(Collected data entries)
PR #2112, opened 2018-08-11
Sentinel

j-white:
JIRA: https://issues.opennms.org/browse/HZN-1284

Most of the changes here were reviewed when merged into the `features/sentinel` branch. I'm creating this PR to track any changes that need to be made prior to merge `features/sentinel` back into `develop`.


core/ipc/sink/kafka/server/src/main/java/org/opennms/core/ipc/sink/kafka/server/KafkaMessageConsumerManager.java
```diff
@@ -152,30 +162,12 @@ protected void stopConsumingForModule(SinkModule<?, Message> module) throws Exce
 
     @Override
     public void afterPropertiesSet() throws Exception {
-        // Set the defaults
         kafkaConfig.clear();
-        kafkaConfig.put("group.id", SystemInfoUtils.getInstanceId());
```
j-white: It looks like we now default to using 'OpenNMS' instead of the value from `SystemInfoUtils.getInstanceId()` as the default `group.id`.

cgorantla: Looks like this still has  `SystemInfoUtils.getInstanceId` as group.id 
  https://github.com/OpenNMS/opennms/pull/2112/files/d9723e6f7ccd8f8c3f2a6fd7326821c78c6c6253#diff-fd3056f4d5972e167c7e54d80f71c92fR42

j-white: Good point. Looks like it only affects the new code in Sentinel. Shouldn't be a problem them.

j-white:
I'm looked over this a few times and haven't found any other issues... going to move ahead and merge :)

core/ipc/sink/kafka/server/src/main/java/org/opennms/core/ipc/sink/kafka/server/KafkaMessageConsumerManager.java
mvrueden: It should be configurable for both systems. For the OpenNMS one it is defined in the system properties as before and for sentinel it can be defined in the `kafka.consumer` properties.

mvrueden:
# 🎈 🎉

PR #2114, opened 2018-08-12
NMS-10312:  Be able to use Proxy for any Monitor or Collector that uses HttpClientWrapper directly

patrick-schweizer:
* JIRA: https://issues.opennms.org/browse/NMS-10312


smoke-test/opennms-home/etc/poller-configuration.xml
```diff
@@ -61,6 +61,7 @@
       <parameter key="rrd-repository" value="/opt/opennms/share/rrd/response" />
       <parameter key="rrd-base-name" value="http" />
       <parameter key="ds-name" value="http" />
+      <parameter key="use-system-proxy" value="false"/>
```
j-white: Is there a need to set these given that the default is `false`?

patrick-schweizer: not really, I thought it might serve as an example - I will revert

agalue:
Is it possible to put something on the logs when this option is enabled ? I've tried and it doesn't seem to work. 

Here is what I did:

* I've started a VM with the RPMs from the branch jira/NMS-10312
* I've configured the VM to use a global proxy (192.168.205.1 is the IP of my machine):
```
[root@horizon-nms10312 ~]# env | grep http
http_proxy=http://192.168.205.1:3128
https_proxy=http://192.168.205.1:3128
```
* On my machine (192.168.205.1), I've started Squid through Docker using a sample basic configuration:
```
docker run --name squid --rm -it --publish 3128:3128 --volume /Users/agalue/Development/opennms/git/squid.conf:/etc/squid/squid.conf --volume /tmp/squid-cache:/var/spool/squid sameersbn/squid:3.5.27
```
* I've used iptables on the OpenNMS server to block outbound traffic for HTTP and HTTPS (to force using the proxy):
```
[root@horizon-nms10312 ~]# iptables -L
Chain INPUT (policy ACCEPT)
target     prot opt source               destination         

Chain FORWARD (policy ACCEPT)
target     prot opt source               destination         

Chain OUTPUT (policy ACCEPT)
target     prot opt source               destination         
DROP       tcp  --  anywhere             anywhere             tcp dpt:http
DROP       tcp  --  anywhere             anywhere             tcp dpt:https
```
* I've verified with curl that I can reach web sites only when the proxy is configured after applying the iptables rule.
* I've configured all the HTTP related services in `poller-configuration.xml` to have:
```
<parameter key="use-system-proxy" value="true"/>
```
* I've created a PSM monitor to also test the proxy.
* I've created a requisition and forced the services on the requisition as the detectors doesn't allow me to enable the proxy (this has to be fixed).
* After synchronizing the requisition, I can see outages for all the services which is not expected.

Let me know if you need more details.

agalue:
The proxy settings have been configured through `/etc/profile.d/proxy.conf`, and I've verified that they are available on all users (including root).

As I'm curious, I've added the following to `opennms.conf` and restarted OpenNMS:
```
ADDITIONAL_MANAGER_OPTIONS="$ADDITIONAL_MANAGER_OPTIONS -Dhttp.proxyHost=192.168.205.1 -Dhttp.proxyPort=3128"
```
That cleared the outages for the PSM based monitor, but not for the basic monitors for HTTP and HTTPS.

Tomorrow, I'll try the HTTPCollector.

patrick-schweizer:
@agalue, based on your comments I added a logging message: https://github.com/OpenNMS/opennms/pull/2114/files#diff-28b0daa680183ddc33de1e24a4e1310aR60

RangerRick:
@agalue do you have any other feedback for this (and https://github.com/OpenNMS/opennms/pull/2115) or are these mergeable?

agalue:
I haven't had time to fully test the solution. So, I don't know if it works or not.

mvrueden:
Waiting for feedback from @agalue

agalue:
Prior resuming the tests ...

This PR seems to affects the following:
* HttpCollector
* HttpsPostMonitor
* PageSequenceMonitor
* WebMonitor

Indeed there are documentation, but I think it worth emphasizing the fact that the environment variables for Proxy on Linux are not enough, and you have to use the Java System properties on opennms.conf in order to use the System Proxy (which is not obvious).

I can see that the XML Collector is covered by the PR 2115.

But, I cannot see where are the detectors covered:

* WebDetector, or to be more precise, the detectors that use `WebClient` from `opennms-provision/opennms-detector-web`

There are other classes that appear to be using HTTP like:

* UsageStatisticsReporter
* NominatimGeocoderService
* NCSNorthbounder
* RequestTracker
* HttpRequisitionProvider
* AbstractSlackCompatibleNotificationStrategy
* HttpNotificationStrategy

It is OK if these other features are not covered, but we should warn on the docs that they won't work when a proxy is present.

I'll try to find a time slot to test what's covered here, and looking forward to hear opinions about what is not covered.

agalue:
So far, HttpCollector, WebMonitor and PageSequenceMonitor are working.

agalue:
@patrick-schweizer, thanks for adding support for the `WebDetector`, the code looks good. Unfortunately, out Bamboo instance didn't trigger the execution of the test and the RPM generation for your branch. I'll ask internally, so I can test it on my lab.

patrick-schweizer:
@agalue although I added the support for the WebDetector I am not sure if we shouldn't rename the parameter so that it is consistent?
* in WebDetector: "useSystemProxySettings"
* for the rest: "use-system-proxy"

In WebDetector it can't be "use-system-proxy" since it is not a proper Java method name and it seems that the parameters on WebDetector are set via reflection on setters.

So my suggestion is to use everywhere  "useSystemProxySettings" instead of "use-system-proxy". Are you ok with that change?

On the other classes that use HTTP I will create a new sub ticket so we can merge this PR independently.

agalue:
I believe all the poller and collector parameters use a "dash" as a separator instead of camel case names. Certainly detectors use reflections to get the attribute names from the getters, and force to have different naming conventions.

I would keep `use-system-proxy` for everywhere, and for the detector, use the camel case format (`useSystemProxy` or `useSystemProxySettings`), to be consistent with the existing parameters.

And, totally agree for having separate JIRA Issues and PR for the other HTTP stuff.

pbrane:
> On Sep 28, 2018, at 14:56, Alejandro Galue <notifications@github.com> wrote:
> 
> I would keep use-system-proxy for everywhere, and for the detector, use the camel case format (useSystemProxy or useSystemProxySettings), to be consistent with the existing parameters.

It's very unfortunate that the camel case syntax leaked into the XML configurations.  That violates it's design semantics.  The W3C states that the elements and attributes should be lower case and all one word or use "-" to separate words.

You may not recall, but tools such as Castor (bad o'le days) would automatically convert the dashed entities into proper Java POJOs.


David

agalue:
David,

I understand, but here is how the detector configuration looks like (to show where the camel case will be used):

```xml
<detector name="WebServer-HTTPS" class="org.opennms.netmgt.provision.detector.web.WebDetector">
         <parameter key="virtualHost" value="www.google.com"/>
         <parameter key="port" value="443"/>
         <parameter key="schema" value="https"/>
         <parameter key="useSystemProxySettings" value="true"/>
</detector>
```

As you can see, we're talking about the name of the parameter. In terms of the detector implementation that requires a getter/setter (i.e. getUseSystemProxySettings() / setUseSystemProxySettings(String))

Makes sense ?

patrick-schweizer:
@agalue I renamed the methods from "setUseSystemProxySettings" to "setUseSystemProxy" to be consistent with "use-system-proxy"

patrick-schweizer:
@agalue did you have a chance to take another look? Are we good to merge or is there something still open? Thanks!

agalue:
@patrick-schweizer sorry, I've been very busy lately, but I believe this PR is ready to be merged. Thanks again for your hard work.

patrick-schweizer:
@j-white are you happy with the documentation (and the PR in general) or are there changes you want me to make? Otherwise I believe we are good to merge.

◆ Your task
Please quote nothing but the lines from the line with "I renamed the" through the end of the data above, exactly as written, ends included.

◆ Answer for this exercise
@agalue I renamed the methods from "setUseSystemProxySettings" to "setUseSystemProxy" to be consistent with "use-system-proxy"

patrick-schweizer:
@agalue did you have a chance to take another look? Are we good to merge or is there something still open? Thanks!

agalue:
@patrick-schweizer sorry, I've been very busy lately, but I believe this PR is ready to be merged. Thanks again for your hard work.

patrick-schweizer:
@j-white are you happy with the documentation (and the PR in general) or are there changes you want me to make? Otherwise I believe we are good to merge.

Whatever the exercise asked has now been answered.